P.S. Через несколько дней после того, как я написала эту заметку, по телевидению был показан документальный фильм «Русская трагедия. Мятеж против Брежнева» — о деле Саблина. Общественный суд под председательством Сергея Алексеева Саблина оправдал.

Еще раз подосадовала: а ведь мы могли первыми подробно рассказать об этом еще десять лет назад.


Светлана Кекова

Я думаю, что одна из дивных радостей нашей жизни — это радость делать подарки. В этом смысле существование литературного журнала — бескорыстный дар культуре в целом и читателю в частности. Но есть здесь и некая тайная область, область метафизическая. Со «Знаменем» меня связывают отношения давние, и они теплые, и много я получила разных даров за те десять лет, что публикуюсь в журнале. Об одном из них хочу рассказать. В 1996 году я отправила в журнал подборку стихов. Названия для нее у меня не было, но главное стихотворение «Короткие письма» не только было эстетически для меня важным, но в каком-то смысле содержало в себе мое будущее. Именно с таким названием — «Короткие письма» — и вышел этот цикл стихотворений. Но это еще не все. Мой день рождения — 21 апреля, и в этот день я получила 4-й номер журнала, в котором на 21-й странице начиналась моя подборка. Вот такое маленькое чудо подарил мне журнал «Знамя».


Саратов

Анатолий Королев

Гроза омыла Москву забытого числа в мае 1991 года, и стал сладостен воздух, и душа как-то смягчилась, и жить захотелось.
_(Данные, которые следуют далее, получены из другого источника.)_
PR #1756, opened 2020-12-03
Feature/gc checklist

delisma:


duboisp (changes requested):
Consider to use HTML5 native checkbox element instead of using ARIA.
3rd state is also available according to HTML5 spec - https://html.spec.whatwg.org/multipage/input.html#checkbox-state-(type=checkbox)

duboisp:
Approved upon conflict is fixed, second quick code review to ensure it require ".provisional" and after quick testing locally. Once merged or just before, we will need to update the provisional main page to include this new plugin.

src/_provisional.scss
```diff
@@ -285,6 +289,138 @@
 			}
 		}
 	}
+
+	&.gc-checklist {
```
delisma, line 293: Need to find a way to optimize the SCSS code from here

delisma:
> Approved upon conflict is fixed, second quick code review to ensure it require ".provisional" and after quick testing locally. Once merged or just before, we will need to update the provisional main page to include this new plugin.

Would it be possible to have a selector like `:not(form) .provisional.gc-checklist` if we don't want people to use this plugin inside forms?

duboisp:
> Would it be possible to have a selector like `:not(form) .provisional.gc-checklist` if we don't want people to use this plugin inside forms?

If it works as expected with our officially supported browser, then yes.

src/plugins/gc-checklist/_base.scss
```diff
@@ -0,0 +1,115 @@
...
+				height: 24px;
+				width: 24px;
+			}
+
+			&[aria-checked="true"]::after {
+				border-width: 0 4px 4px 0;
+				height: 16px;
+				width: 9px;
+			}
+		}
```
duboisp, line 107: Don't style aria code, there is even not an example.

src/plugins/gc-checklist/_base.scss
```diff
@@ -0,0 +1,115 @@
...
+
+			&:focus::before {
+				box-shadow: 0 0 0 2px #000, 0 0 8px 4px rgb(59, 153, 252);
+			}
+		}
+
+		.lst-none ul li {
+			list-style-type: disc;
+
+		}
```
duboisp, line 83: I didn't saw a working example that require this style.

src/plugins/gc-checklist/gc-checklist-en.hbs
```diff
@@ -0,0 +1,173 @@
...
+		</li>
+		<li class="checkbox">
+			<input type="checkbox" id="cond2">
+			<label for="cond2">[Condition 2]</label>
+		</li>
+		<li class="checkbox">
+			<input type="checkbox" id="cond3" required>
+			<label for="cond3">[Condition 3] (required)</label>
+		</li>
+		<li class="feedback"><span class="label label-danger">[You need all of the required criteria to call]</span></li>
```
duboisp, line 55: This list item are not similar to it's sibling. Please move it as paragraph after the unordered list or remove it.

src/plugins/gc-checklist/gc-checklist-en.hbs
```diff
@@ -0,0 +1,173 @@
...
+		</li>
+		<li class="checkbox-sm">
+			<input type="checkbox" id="cond5" required>
+			<label for="cond5">[Condition 5] (required)</label>
+		</li>
+		<li class="checkbox-sm">
+			<input type="checkbox" id="cond6" required>
+			<label for="cond6">[Condition 6] (required)</label>
+		</li>
+		<li class="feedback"><span class="label label-danger">[You need all of the above to call]</span></li>
```
duboisp, line 74: This list item are not the same kind compared to it's sibling. Please move it as paragraph after the unordered list.

src/plugins/gc-checklist/_base.scss
```diff
@@ -0,0 +1,115 @@
...
+				content: "";
+			}
+
+			&:active::before,
+			&[aria-checked="false"]:hover::before {
+				background-image: linear-gradient(to bottom, hsl(300, 3%, 73%), hsl(300, 3%, 93%) 30%);
+			}
+
+			&[aria-checked="true"] {
+
```
duboisp, line 57: Don't style aria code, there is even not an example.

src/plugins/gc-checklist/gc-checklist.js
```diff
@@ -0,0 +1,64 @@
...
+			for ( var i = 0; i < $elms.length; i++ ) {
+				var domNode = $elms.get( i );
+				domNode.tabIndex = 0;
+			}
+			wb.ready( $elm, componentName );
+		}
+	};
+
+// Add your plugin event handler
+$document.on( "click", selector, function( event ) {
```
duboisp, line 43: This will be trigger when anything inside the selector is clicked. Add a more specific selector to avoid conflict with other inner click event.

src/plugins/gc-checklist/gc-checklist.js
```diff
@@ -0,0 +1,64 @@
...
+		data = JSON.parse( $elm.attr( "data-" + componentName ) );
+
+	if ( data ) {
+		if ( $elm.find( "[required]" ).length === $elm.find( "[required]" ).filter( ":checked" ).length ) {
+			$elm.find( data.feedbackTarget ).text( data.feedbackSuccess );
+			$elm.find( data.feedbackTarget ).addClass( "label-success" ).removeClass( "label-danger" );
+		} else {
+			$elm.find( data.feedbackTarget ).text( data.feedbackFailure );
+			$elm.find( data.feedbackTarget  ).addClass( "label-danger" ).removeClass( "label-success" );
+		};
```
duboisp, line 55: Do variable caching to avoid to call multiple time the same function. This will improve the code readability and be more optimal.

Like:

```
var $feedbackTarget = $elm.find( data.feedbackTarget );
...
			$feedbackTarget.text( data.feedbackSuccess );
			$feedbackTarget.addClass( "label-success" ).removeClass( "label-danger" );
...
```

src/plugins/gc-checklist/gc-checklist.js
```diff
@@ -0,0 +1,64 @@
...
+			$elm;
+
+		if ( elm ) {
+			$elm = $( elm );
+
+			var $elms = $elm.find( $( "input[type='checkbox']" ) );
+
+			for ( var i = 0; i < $elms.length; i++ ) {
+				var domNode = $elms.get( i );
+				domNode.tabIndex = 0;
```
duboisp, line 36: Is the checkbox already focus-able element?

duboisp (changes requested):
The CSS duplicate would need to be merged. A single file or into the main provisional file is fine, but not both. Also both style are not the same.

src/plugins/gc-checklist/gc-checklist.js
delisma: @duboisp Back when they were `div` elements they were. But now since they piggy-back on the `input[type=radio]`, do they have the focus state by default?

src/plugins/gc-checklist/_base.scss
delisma: You're right this file should be removed now.

src/plugins/gc-checklist/gc-checklist.js
delisma: I could but I need to access the data attribute of the currently clicked selector.

src/plugins/gc-checklist/gc-checklist.js
```diff
@@ -0,0 +1,65 @@
...
+			}
+			wb.ready( $elm, componentName );
+		}
```
GormFrank, line 39:
```suggestion
		var elm = wb.init( event, componentName, selector );

		if ( elm ) {
			wb.ready( $( elm ), componentName );
		}
```

src/plugins/gc-checklist/gc-checklist.js
```diff
@@ -0,0 +1,65 @@
...
+	};
+
+// Add your plugin event handler
+$document.on( "click", selector, function( event ) {
```
GormFrank, line 43:
```suggestion
$document.on( "click", selector + " input[type=checkbox]", function( event ) {
```

src/plugins/gc-checklist/gc-checklist.js
```diff
@@ -0,0 +1,65 @@
...
+	var elm = $( event.currentTarget ),
+		$elm = $( elm ),
```
GormFrank, line 45: Since the element is not the parent div anymore, you will need to get the parent in a variable with something like `.parentUntil(selector)` from jQuery.

src/plugins/gc-checklist/gc-checklist.js
```diff
@@ -0,0 +1,65 @@
...
+		data = JSON.parse( $elm.attr( "data-" + componentName ) ),
```
GormFrank, line 46:
```suggestion
		data = wb.getData( $parent, componentName ),
```

src/plugins/gc-checklist/gc-checklist-en.hbs
delisma: > This list item are not similar to its sibling. Please move it as paragraph after the unordered list or remove it.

В не сером, но новом моем костюме и довольно приличном плаще я шел по одной из центральных улиц столицы, направляясь к месту, в котором никогда еще не был. Причиной моего движения было лежащее у меня в кармане внезапно полученное письмо. Вот оно:

«Уважаемый Анатолий Васильевич!

Мы прочитали Вашу повесть „Гений местности“ в журнале „Нева“ и стали искать вас в Ленинграде. Но оказалось, что Вы живете в Москве.

До крайности хотелось бы познакомиться с Вами, а равно переговорить по одному делу, которое может быть очень и весьма небезынтересно для Вас, а может быть, и для нас тоже.
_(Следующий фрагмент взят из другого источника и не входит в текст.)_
PR #2216, opened 2023-07-25
Pre-accessibility assessment for panels

josephdiab:


duboisp (changes requested):
There is some issue with the index.json-ld + html file, but let fix them later.

For now, see the change requested in the pre-a11y-1.json file.

PR #2217, opened 2023-07-25
Pre-accessibility assessment for multimedia

josephdiab:


components/multimedia/reports/pre-a11y-1.json
```diff
@@ -0,0 +1,619 @@
...
+      "earl:mode": "earl:unknownMode",
+      "@type": [
+        "earl:TestResult",
+        "earl:Assertion"
+      ]
+    },
+    {
+      "earl:test": "WCAG21:three-flashes-or-below-threshold",
+      "earl:subject": "_:subject",
+      "earl:outcome": "earl:inapplicable",
```
duboisp, line 346: This is applicable. And even more when it concern an animation.

components/multimedia/reports/pre-a11y-1.json
```diff
@@ -0,0 +1,619 @@
...
+      "earl:mode": "earl:unknownMode",
+      "@type": [
+        "earl:TestResult",
+        "earl:Assertion"
+      ]
+    },
+    {
+      "earl:test": "WCAG21:on-input",
+      "earl:subject": "_:subject",
+      "earl:outcome": "earl:inapplicable",
```
duboisp, line 511: This is applicable because there is a few input control.

components/multimedia/reports/pre-a11y-1.json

С приветом — Елена Сергеевна Холмогорова. Редактор отдела прозы».

Подпись и телефон.

Письмо было отпечатано на замечательном листе белоснежной мелованной бумаги, в левом углу которой значилось:

«Ежемесячный литературно-художественный и общественно-политический журнал „Знамя“».
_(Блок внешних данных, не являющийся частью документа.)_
PR #2218, opened 2023-07-25
Pre Accessibility Assessment for overlay

josephdiab:
This was copied from wet-boew/src/plugins/overlay


components/overlay/reports/1-a11y-en.hbs
duboisp, line 1: There is no ".hbs" file in GCWeb. Those need to be renamed for ".html"

FYI - The site building software are different between wet-boew and gcweb github repository. GCWeb do use Jekyll + automated github pages and wet-boew use handlebar + manual gh-page.

components/overlay/reports/1-acr-wcag21.json
duboisp, line 1: Do not create the conformance report yet. That is something we are going to do later, after the majority of the  assessment would be done.

components/overlay/reports/1-a11y.json
```diff
@@ -0,0 +1,1416 @@
...
+      "foaf:name": "Hani Ahmed (Github: @heansih)",
+      "foaf:homepage": "https://github.com/heansih",
+      "@type": ["earl:Assertor", "foaf:Person"],
+      "foaf:member": {
+        "@id": "_:wave_browser_extension",
+        "doap:name": "WAVE web accessibility evaluation tool, browser extension",
+        "doap:homepage": "https://wave.webaim.org/extension/",
+        "@type": [ "earl:Assertor", "earl:Software" ]
+      }
+    }
```
duboisp, line 34: This should be updated with your name and github handle. It do identify who created this assessment report

```suggestion
      "foaf:name": "Your Name (Github: @yourGitHubHandle)",
      "foaf:homepage": "https://github.com/yourGitHubHandle",
      "@type": ["earl:Assertor", "foaf:Person"]
    }
```

components/overlay/reports/1-a11y.json
```diff
@@ -0,0 +1,1416 @@
...
+  },
+
+  "dct:date": "2023-01-06",
```
duboisp, line 37: This date must be updated to when you did the assessment. It can be in January 2023.

duboisp (changes requested):
Wait a minute, is this only the move of the overlay assessment from wet into GCWeb? It looks like it.

There is nothing that seems related to s pre-assessment of the overlay. And the move of the assessment + acr are going to happen only after the creation of a dedicated section for wet-boew.

@josephdiab let chat.

---
Note I was going to say:


Creating the pre-assessment should not have involved to add any css (scss) and js. neither to re-add the already existing working example.

Here the GCWeb working example of the overlay plugin:
* https://wet-boew.github.io/gcweb-compiled-demos/wetboew-demos/overlay/overlay-en.html
* https://wet-boew.github.io/gcweb-compiled-demos/wetboew-demos/overlay/overlay-fr.html

Remove the conformance report (file ending with -arc) because we would only do that at later date.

Имя Холмогоровой я видел впервые, и мне оно ничего не говорило, зато название журнала было хорошо известно. Еще бы! Это был выдающийся, лучший журнал отечества.

Письмо меня чрезвычайно заинтересовало, тем более что никаких писем из журналов я вообще тогда не получал.

Я шел, ломая голову, зачем мог понадобиться неизвестному адресату, как вдруг меня ударило, словно шаровой молнией.

Эге! А не хотят ли они заполучить мой роман…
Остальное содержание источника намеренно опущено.